→ PROBLEM STATEMENT:
Every line below should be copied out exactly.

[DATASET EXCERPT Boundary: Start]

PR #2034, opened 2026-01-10
windows: fix a Y2038 bug by replacing `Int32x32To64` with multiplication

CookiePLMonster:
`Int32x32To64` macro internally truncates the arguments to int32, while `time_t` is 64-bit on most/all modern platforms. Therefore, usage of this macro creates a Year 2038 bug.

[DATASET EXCERPT Boundary: End]

→ EXERCISE RESULT:
PR #2034, opened 2026-01-10
windows: fix a Y2038 bug by replacing `Int32x32To64` with multiplication

CookiePLMonster:
`Int32x32To64` macro internally truncates the arguments to int32, while `time_t` is 64-bit on most/all modern platforms. Therefore, usage of this macro creates a Year 2038 bug.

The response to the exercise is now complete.